The first 30 minutes or so of the film is macabre in this light. When looked at with scrutiny, too, it does not really hold up. The film wants to hoist up these heroic survivors and first responder characters, but these characters are never given the time of day. Just as the claustrophobic camera angles tighten the screen, the narrative does not give the characters room to properly breathe.
Not only this, but the vast majority of the characters we meet in the opening pre-race sequence disappear until the end of the movie, leaving way for Mark Wahlberg to take up the mantle for another Bergian one-man Wahlberg show. While the actor does just fine in the role, this approach is antithetical to the concept of a network narrative, which is clearly what the film is paving the way for in the opening handful of scenes.
There is no question, given the title, what the thematic drive of this film is going to be when one walks into the theater. This is all well and good. But when the characters inside this nationalism-fueled film are revealed to have the bare minimum of character to them it lowers the film to being not much more than a mission statement.
Not to mention that the real people depicted in this film almost certainly deserve better than the depictions given.
Patriots Day is shot cinema verite-style on handheld. What this means is we get plenty of shaky close-ups and wandering focus. This style of filmmaking can work. Here, it fits the atmosphere while also looking vastly unappealing.

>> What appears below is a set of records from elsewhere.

PR #1147, opened 2018-01-24
clock: remove mention of negative minutes in comment

rpottsoh:
This exercise does not directly test adding or subtracting negative minutes.  I thought it prudent to revise the comment at the top of the testdata to reflect this recent change to the exercise.

### DIFF
--- a/exercises/clock/canonical-data.json
+++ b/exercises/clock/canonical-data.json
@@ -1,9 +1,9 @@
 {
   "exercise": "clock",
-  "version": "2.2.0",
+  "version": "2.2.1",
   "comments": [
     "Most languages require constructing a clock with initial values,",
-    "adding a positive or negative number of minutes, and testing equality",
+    "adding or subtracting some number of minutes, and testing equality",
     "in some language-native way.  Some languages require separate add and",
     "subtract functions.  Negative and out of range values are generally",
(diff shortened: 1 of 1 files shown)


exercises/clock/canonical-data.json
```diff
@@ -1,9 +1,9 @@
 {
   "exercise": "clock",
-  "version": "2.2.0",
+  "version": "2.2.1",
   "comments": [
     "Most languages require constructing a clock with initial values,",
-    "adding a positive or negative number of minutes, and testing equality",
+    "adding or subtracting some number of minutes, and testing equality",
     "in some language-native way.  Some languages require separate add and",
```
rpottsoh: > "Some languages require separate add and subtract functions."

I am not sure that this sentence is really necessary.  Opinions?

ErikSchierboom: I agree that that sentence is not really necessary.

petertseng: in the previous state, it contrasts with the previous sentence's approach of having only `add` but having add support both +ve and -ve. In the current state it doesn't add more information since the previous sentence already has both add and subtract

because of this I think it makes more sense to remove it

rpottsoh: Thanks guys, I'll work on removing it.

PR #2212, opened 2023-02-28
check_required_files: Correctly display the name of the missing alt file

petertseng:
there is no such variable alternate_filename. It needs to be alternative_filename instead.


ErikSchierboom (approved):
🤦 Thanks for catching this!

jiegillet (approved):

kytrinyx (approved):

PR #2213, opened 2023-03-01
Rational Numbers: Add error test case to expreal property

natanaelsirqueira:
As suggested by @jiegillet in [gleam!248](https://github.com/exercism/gleam/pull/248#discussion_r1121615055), we would like to add a failure edge case when doing the exponentiation of a real number to a rational number.

### DIFF
--- a/exercises/rational-numbers/canonical-data.json
+++ b/exercises/rational-numbers/canonical-data.json
@@ -400,6 +400,28 @@
             "r": [0, 1]
           },
           "expected": 1.0
+        },
+        {
+          "uuid": "da137f1c-fc94-4035-9813-94f5152a1102",
+          "description": "Raise a negative real number to a rational number with an even numerator",
+          "property": "expreal",
+          "input": {
+            "x": -1,
+            "r": [2, 2]
+          },
+          "expected": 1.0
+        },
+        {
+          "uuid": "f3734f78-91b2-4e59-905e-8c61dbf34f39",
+          "description": "Fails with a negative base if the numerator of the exponent is odd",
+          "property": "expreal",
+          "input": {
+            "x": -1,
+            "r": [1, 2]
+          },
+          "expected": {
+            "error": "impossible operation"
+          }
         }
       ]
     },
--- a/exercises/rational-numbers/canonical-data.json
+++ b/exercises/rational-numbers/canonical-data.json
@@ -413,14 +413,14 @@
         },
         {
           "uuid": "f3734f78-91b2-4e59-905e-8c61dbf34f39",
-          "description": "Fails with a negative base if the numerator of the exponent is odd",
+          "description": "Fails with a negative real number if the numerator of the rational number is odd",
           "property": "expreal",
           "input": {
             "x": -1,
             "r": [1, 2]
           },
           "expected": {
-            "error": "impossible operation"
+            "error": "impossible to raise a negative base to an exponent with an odd numerator"
           }
         }
       ]


exercises/rational-numbers/canonical-data.json
```diff
@@ -400,6 +400,28 @@
...
+        },
+        {
+          "uuid": "da137f1c-fc94-4035-9813-94f5152a1102",
+          "description": "Raise a negative real number to a rational number with an even numerator",
+          "property": "expreal",
+          "input": {
+            "x": -1,
+            "r": [2, 2]
+          },
+          "expected": 1.0
```
jiegillet, line 412: I have some issues with this test
- the expected value should be `-1.0`
- the rational number is not reduced, and when it's reduced to `[1, 1]`, the numerator is odd

exercises/rational-numbers/canonical-data.json
```diff
@@ -400,6 +400,28 @@
...
+        },
+        {
+          "uuid": "f3734f78-91b2-4e59-905e-8c61dbf34f39",
+          "description": "Fails with a negative real number if the numerator of the rational number is odd",
```
jiegillet, line 416: This implies that an odd numerator is the cause of the error, but it's not the case, the case you introduce on top is equivalent to `"x": -1, "r": [1, 1]` and that is fine. Also `"x": -1, "r": [1, 3]` is `-1`.

I think the criterion is that all powers of a negative number will be complex if the **denominator** of the **reduced** fraction is **even**. Like `"r": [1, 2]`, `"r": [5, 6]`...

natanaelsirqueira: @jiegillet I revised the description here and the input number for both test cases (I assumed we want to expect the solution to reduce the number before doing the calculation).

Sorry for all my confusion with the concept here, I should've asked for your assistance in defining the test cases. It also didn't help that I missed reducing the number in my gleam implementation. :(

jiegillet: An implementation may or may not reducing the input, but in a test we want to test only one thing at a time and bbe crystal clear about it, so I suggest that the input should already be reduced. 

You could add another test that specifically checks that giving an un-reduced number also works.

jiegillet (commented):
(sorry I meant to send this days ago, but I forgot to click send, so it stayed pending)

exercises/rational-numbers/canonical-data.json
```diff
@@ -400,6 +400,38 @@
...
           },
           "expected": 1.0
+        },
+        {
+          "uuid": "da137f1c-fc94-4035-9813-94f5152a1102",
+          "description": "Raise a negative real number to a rational number that has been reduced",
+          "property": "expreal",
+          "input": {
+            "x": -1,
+            "r": [1, 1]
```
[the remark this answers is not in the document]
natanaelsirqueira: Hey! I tried using that example in my Gleam implementation but stumbled on [this](https://github.com/gleam-lang/stdlib/blob/v0.27.0/src/gleam/float.gleam#L346). This behaviour is the same in Elixir/Erlang. Any thoughts?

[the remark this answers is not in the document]
natanaelsirqueira: Yeah... I'm up for dropping all of this tbh. It's starting to feel like we are overcomplicating the exercise and not adding much value. Plus, the initial motivation was to add an error case to our Gleam implementation because the function returns a result. Maybe we could just make that same check that `float.power/2` does and have that be our error case?

lpil:
Is this good to go? :)

natanaelsirqueira:
@lpil Thank you for the reminder. In the interest of time, I believe it's reasonable to back out of this change to unblock the PR in the Gleam track. In hindsight, adding an error case to the problem spec solely because the Gleam function returns a Result may not be necessary. I'm open to being challenged on this, but if you agree with this approach, please feel free to leave your review/approval on that PR, and I'll proceed with closing this one.

lpil:
Thank you. What do you think @jiegillet ?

Timing, characters, and visuals aside, there are stretches of the film that are genuinely entertaining and suspenseful. There is actually an exact moment when the film switches into a new gear that makes the plot worth paying attention to. After the suspects have been identified, they attempt to make an exodus out of the city. From this point until the end of the film, an adequate amount of tension helps the film briefly transcend its flaws.
There are smaller points here and there, too, that give the film a dramatic edge that works. The internal investigation hierarchy, while playing on conventions of the crime procedural, gives an interesting side to the story.

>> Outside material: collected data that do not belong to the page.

PR #2221, opened 2023-03-05
Fix formatting in two-fer instructions

kytrinyx:
I noticed that CI was unhappy in the javascript track when we synced this exercise.

This reformats the table so that next time we sync we don't undo the fix.

This is not a high-priority fix, so I won't be syncing it to all the tracks; it can come in as part of the next sync that brings in little fixes here and there.

### DIFF
--- a/exercises/two-fer/instructions.md
+++ b/exercises/two-fer/instructions.md
@@ -17,9 +17,9 @@ One for you, one for me.
 
 Here are some examples:
 
-|Name    |Dialogue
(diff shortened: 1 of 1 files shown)


SleeplessByte (approved):
Nice. We run prettier on everything so there is no contention about formatting.

meatball133 (approved):

andrerfcsantos (approved):

ErikSchierboom (approved):

PR #2225, opened 2023-03-07
Turn off markdown linting rule for code blocks

kytrinyx:
Our style guide says that we want three backticks for code blocks, but to prefer (where possible) four tildes for special blocks like the exercism/caution block or exercism/note block.

The linter we use provides three options for linting:
- only backticks
- only tildes
- be consistent within a file

None of these options work for us, so we're turning off this linting rule.

### DIFF
--- a/.markdownlint.jsonc
+++ b/.markdownlint.jsonc
@@ -3,5 +3,6 @@
 {
     "MD004": "dash", // Prefer hyphens for unordered lists
     "MD013": false,  // Exercism tends to break lines at sentence ends rather than at a column limit
-    "MD024": false   // The format for instructions.md requires  repeated headings, e.g. "Task"
+    "MD024": false,  // The format for instructions.md requires  repeated headings, e.g. "Task"
+    "MD048": false   // We want three backticks for codeblocks, but four tildes for special blocks.
 }


iHiD (approved):

junedev (approved):

kotp (approved):

kotp:
I was going to bring this in, but there is another potential.  I believe we can use tilde, "~", or back tick, "`", for code blocks.  We could document to use 3 of one and 3 of the other for specific semantics.

kytrinyx:
@kotp we _can_ use either tilde or backticks for code blocks, but we would prefer to use backticks for code blocks and tildes for caution blocks.

kotp:
Right on.  I get that.  I was not very clear, is the problem the count of 4 in the one use.  Is it complaining about the use of 3 and 4 marks (seemingly inconsistent use), rather than taking advantage of our preferred use of backtick for one purpose and tilde for another?

kotp:
To clarify, it does have the option of "be consistent" and so if we consistently used 3 instead of 3 and 4, then would that be enough consistency?

kytrinyx:
> To clarify, it does have the option of "be consistent" and so if we consistently used 3 instead of 3 and 4, then would that be enough consistency?

To clarify, @kotp, the "consistent" option is what is currently running on CI. We explicitly don't want consistent, because we want:

- **3 backticks** when the block is a code block
- **4 tildes** when the code is a special block

Currently, the `consistent` option causes CI to fail for us when we consistently use the rules we prefer in a file that has both code blocks and special blocks.

PR #2226, opened 2023-03-08
Tweak wording in binary search introduction

kytrinyx:
As @kotp pointed out in a downstream PR, the word number can refer to a musical number, like what someone would perform on stage, or a mathematical number, like what you would use to count.

In this introduction we talk about songs, confusing the issue about what number refers to.

This adds a parenthetical to clarify which type of numbers we mean.

### DIFF
--- a/exercises/binary-search/introduction.md
+++ b/exercises/binary-search/introduction.md
@@ -1,7 +1,7 @@
 # Introduction
 
 You have stumbled upon a group of mathematicians who are also singer-songwriters.
-They have written a song for each of their favorite numbers, and, as you can imagine, they have a lot of favorite numbers.
+They have written a song for each of their favorite numbers, and, as you can imagine, they have a lot of favorite numbers (like 0 or 73 or _pi_, which starts with 3.14).
 
 You are curious to hear the song for your favorite number, but with so many songs to wade through, finding the right song could take a while.
 Fortunately, they have organized their songs in a playlist sorted by the title — which is simply the number that the song is about.
--- a/exercises/binary-search/introduction.md
+++ b/exercises/binary-search/introduction.md
@@ -1,9 +1,13 @@
 # Introduction
 
 You have stumbled upon a group of mathematicians who are also singer-songwriters.
-They have written a song for each of their favorite numbers, and, as you can imagine, they have a lot of favorite numbers (like 0 or 73 or 6174).
+They have written a song for each of their favorite numbers, and, as you can imagine, they have a lot of favorite numbers (like [0][zero] or [73][seventy-three] or [6174][kaprekars-constant]).
 
 You are curious to hear the song for your favorite number, but with so many songs to wade through, finding the right song could take a while.
 Fortunately, they have organized their songs in a playlist sorted by the title — which is simply the number that the song is about.
 
 You realize that you can use a binary search algorithm to quickly find a song given the title.
+
+[zero]: https://en.wikipedia.org/wiki/0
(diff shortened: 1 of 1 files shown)


exercises/binary-search/introduction.md
```diff
@@ -1,7 +1,7 @@
 # Introduction
 
 You have stumbled upon a group of mathematicians who are also singer-songwriters.
-They have written a song for each of their favorite numbers, and, as you can imagine, they have a lot of favorite numbers.
+They have written a song for each of their favorite numbers, and, as you can imagine, they have a lot of favorite numbers (like 0 or 73 or _pi_, which starts with 3.14).
```
ErikSchierboom, line 4: Wouldn't having pi as a favorite number imply that we expect the number to potentially be a floating-point number?

kytrinyx: Yeah, I was really hesitating about _pi_. Jeremy suggested it in the discussion on the Ruby track, and I like how it's a "famous" number. I also considered _e_ and _square root of -1_. And I don't like how 3.14 isn't pi it's just the start of it.

I picked 73 even though I don't watch Big Bang Theory, because Dr Sheldon is right about it being an awesome number.

> The best number is 73. Why? 73 is the 21st prime number. Its mirror, 37, is the 12th and its mirror, 21, is the product of multiplying 7 and 3.
> 
> In binary 73 is a palindrome, 1001001, which backwards is 1001001.

Jeremy also suggested 42, but that's not a math thing, it's a programmer/geek thing from the Hitchhiker's Guide to the Galaxy (which I tried reading and gave up on, so I'm biased against 42).

Do you have a suggestion for a nice number we can have instead of pi? I'd like a really big one that is interesting for mathematical reasons.

kytrinyx:
```suggestion
They have written a song for each of their favorite numbers, and, as you can imagine, they have a lot of favorite numbers (like 0 or 73 or 6174).
```

ErikSchierboom: I like Kaprekar's number. The speed of light is more physics than maths.

kytrinyx: Yeah, speed of light is a nice one, though it isn't an abstract number (you'd need the unit in order to actually specify it. And also, as you say, physics, not maths).

Ok, cool. I'm going with Keprekar's constant!

junedev (approved):

exercises/binary-search/introduction.md
```diff
@@ -1,7 +1,7 @@
 # Introduction
 
 You have stumbled upon a group of mathematicians who are also singer-songwriters.
-They have written a song for each of their favorite numbers, and, as you can imagine, they have a lot of favorite numbers.
+They have written a song for each of their favorite numbers, and, as you can imagine, they have a lot of favorite numbers (like 0 or 73 or 6174).
```
ErikSchierboom, line 4: One final thought: would it be nice to link to wikipedia for the favorite numbers as 73 and 6174 do have some meaning. Just a thought, feel free to ignore.

ErikSchierboom (approved):

exercises/binary-search/introduction.md
kytrinyx: Yeah I like that.

glennj:
`8675309` is an interesting number, but not mathematically: https://en.wikipedia.org/wiki/867-5309/Jenny

kotp (approved):
Looking good!

kytrinyx:
Okidoki. I think we're sorted here! (No pun intended).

Taken as a whole, though, Patriots Day is a concept that is not far enough removed from the actuality events that it is based on, to the point where the whole film feels too exploitative. Decades down the line, a film that takes an informative approach to this subject matter could help shed light to a younger generation that will only know the event as a page in a history textbook. But the film we have on that subject matter today does not do justice to those affected.